Entries provided:
PR #2906, opened 2026-04-07
Feature/restor api integration

shyambhongle:
Fixes #

Restor API integration

## Changes in this pull request:
- Integration of Restor API

@mohitb35

PR #2910, opened 2026-04-13
Release fix RESTOR and deactivate register trees

mariahosfeld:
**Includes:**

- #2906

### DIFF
--- a/next.config.js
+++ b/next.config.js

Required work: Repeat, exactly and only, the lines from the beginning of the material through the line that contains "PR #2910, opened 2026-04-13".

Answer below:
PR #2906, opened 2026-04-07
Feature/restor api integration

shyambhongle:
Fixes #

Restor API integration

## Changes in this pull request:
- Integration of Restor API

@mohitb35

PR #2910, opened 2026-04-13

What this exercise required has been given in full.